Ok, the numbers made me think about exactly that and wonder if it is a problem.

Totally Agree @adamschroeder, and also to make clusters, thanks for sharing the link

The information about the changes in the Math Test is excellent. You made a good point regarding what’s exactly measured (how and why); that’s one of the most important skills in data science: understanding the domain, doing research, and making assumptions.

This morning there was a “now what“ moment based on the previous images I shared and I decided to try to find out why Plotly Studio has so many difficulties running on my laptop.

It was the virusscanner, I use Avast Premium and to be more specifc it was the setting Core Shields - File shield. For one hour and 10 minutes I had the full PS experience and the moment the file shield was automatically enabled again the problems returned. Rest of my setup Windows 11 home edition.

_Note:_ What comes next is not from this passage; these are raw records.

PR #3630, opened 2015-08-18
CDAP-3065 add artifact methods to TestBase for unit tests

albertshau:
Adding methods to add an application artifact or a plugin artifact
to TestManager and its implementations. Also adding a method to
deploy an application from an artifact.

### DIFF
--- a/cdap-integration-test/src/main/java/co/cask/cdap/test/IntegrationTestManager.java
+++ b/cdap-integration-test/src/main/java/co/cask/cdap/test/IntegrationTestManager.java
@@ -49,6 +49,7 @@ import com.google.common.base.Joiner;
 import com.google.common.base.Preconditions;
 import com.google.common.base.Throwables;
 import com.google.common.io.Files;
+import com.google.common.io.InputSupplier;
 import com.google.common.io.Resources;
 import com.google.common.reflect.TypeToken;
 import com.google.gson.Gson;
@@ -60,6 +61,7 @@ import org.slf4j.LoggerFactory;
 
 import java.io.File;
 import java.io.IOException;
+import java.io.InputStream;
 import java.net.JarURLConnection;
 import java.net.URL;
 import java.sql.Connection;
@@ -187,13 +189,15 @@ public class IntegrationTestManager implements TestManager {
 
   @Override
   public void addAppArtifact(Id.Artifact artifactId, Class<?> appClass) throws Exception {
-    Location appJar = AppJarHelper.createDeploymentJar(locationFactory, appClass, new Manifest());
-    File destination =
-      new File(tmpFolder, String.format("%s-%s.jar", artifactId.getName(), artifactId.getVersion().getVersion()));
-    Files.copy(Locations.newInputSupplier(appJar), destination);
-    appJar.delete();
+    final Location appJar = AppJarHelper.createDeploymentJar(locationFactory, appClass, new Manifest());
 
-    artifactClient.add(artifactId, null, Files.newInputStreamSupplier(destination));
+    artifactClient.add(artifactId, null, new InputSupplier<InputStream>() {
+      @Override
+      public InputStream getInput() throws IOException {
+        return appJar.getInputStream();
+      }
+    });
+    appJar.delete();
   }
 
   @Override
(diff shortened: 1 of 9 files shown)


albertshau:
http://builds.cask.co/browse/CDAP-DUT2551

cdap-integration-test/src/main/java/co/cask/cdap/test/IntegrationTestManager.java
```diff
@@ -162,6 +181,68 @@ public void addTemplatePluginJson(Id.ApplicationTemplate templateId, String file
...
+  public void addArtifact(Id.Artifact artifactId, File artifactFile) throws Exception {
+    artifactClient.add(artifactId, null, Files.newInputStreamSupplier(artifactFile));
+  }
+
+  @Override
+  public void addAppArtifact(Id.Artifact artifactId, Class<?> appClass) throws Exception {
+    Location appJar = AppJarHelper.createDeploymentJar(locationFactory, appClass, new Manifest());
+    File destination =
+      new File(tmpFolder, String.format("%s-%s.jar", artifactId.getName(), artifactId.getVersion().getVersion()));
+    Files.copy(Locations.newInputSupplier(appJar), destination);
```
gokulavasan: We create the jar once and then copy it again for formatting the name of the Jar to be in the format ``%s-%s.jar``?

cdap-integration-test/src/main/java/co/cask/cdap/test/IntegrationTestManager.java
```diff
@@ -162,6 +181,68 @@ public void addTemplatePluginJson(Id.ApplicationTemplate templateId, String file
...
+    appJar.delete();
+
+    artifactClient.add(artifactId, null, Files.newInputStreamSupplier(destination));
+  }
+
+  @Override
+  public void addPluginArtifact(Id.Artifact artifactId, Id.Artifact parent,
```
gokulavasan: It might be helpful to add comments for each of these methods to specify what method is used when. It is hard to figure it out from the method arguments.

cdap-unit-test/src/main/java/co/cask/cdap/test/UnitTestManager.java
```diff
@@ -156,13 +168,25 @@ public ApplicationManager deployApplication(Id.Namespace namespace, Class<? exte
...
                                                                applicationClz, appConfig, bundleEmbeddedJars);
-      return appManagerFactory.create(Id.Application.from(namespace, appSpec.getName()), deployedJar, appSpec);
+      return appManagerFactory.create(Id.Application.from(namespace, appSpec.getName()), deployedJar);
     } catch (Exception e) {
       throw Throwables.propagate(e);
     }
   }
 
   @Override
+  public ApplicationManager deployApplication(Id.Application appId,
```
gokulavasan: Just curious, is there any way we can reduce the code duplication between this class and IntegrationTestManager?

cdap-unit-test/src/test/java/co/cask/cdap/test/app/TestFrameworkTestRun.java
```diff
@@ -183,26 +185,32 @@ public void testServiceManager() throws Exception {
...
-    ApplicationManager appManager;
-    if (object != null) {
-      streamName = object.getStreamName();
-      datasetName = object.getTableName();
-      appManager = deployApplication(ConfigTestApp.class, object);
-    } else {
-      appManager = deployApplication(ConfigTestApp.class);
-    }
+  @Test
+  public void testAppFromArtifact() throws Exception {
```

Anyway this hour where I fed PS my already filtered smaller .csv resulted in this app:

Why did it take me so long, the app creation? The final app differs a lot from what was originally created. And now there is another “now what“ question beaming on the horizon :sweat_smile:

What a cool chart, @marieanne .
It’s clear how mean scale score will differ according to student category. And by playing around with the dropdown it seems like the higher the grade the larger the gap between SWD and non-SWD.

Hi @adamschroeder

I wanted to try Plotly Studio but am going in circles. I followed these instructions in the docs:

I created a Plotly Cloud account, logged in all seems good but can’t find where to use Plotly Studio.

I went here: Plotly Studio | Agentic Analytics and clicked ‘Login’, I enter my email, get the code, enter it and it brings me back to the main Plotly Cloud page but I can’t find anything about Plotly Studio.

I understand I cannot ‘Download’ and use it locally as I use Linux. However, I got the impression there was a Plotly Studio framework running (e.g. SaaS application). Maybe I missed it somewhere? I tried to upload one of my ‘.py’ apps but it did not allow me (visible, light gray but not clickable).

Am I doing something incorrectly?

Thanks,

Mike

Hi all, I don’t have time to do the task right now, but let’s assume that the first example (heatmap) is my solution.:slightly_smiling_face:

Hi @mike_finko: Plotly Studio runs well as a PC app under Win11. Sounds like there is a Linux issue, and no surprise to me if these early versions of PS do not support all platforms. Hope this gets resolved.

I am swamped this week, so unable to contribute a dash board or join the meeting 10 minutes from now. I did spend time look at submissions from @Avacsiglo21 and @marieanne and just want to say both of them are brilliant and a joy to use. Have a great weekend everyone.

Thank you for letting us know, @Mike_Purtell . Have a good weekend as well.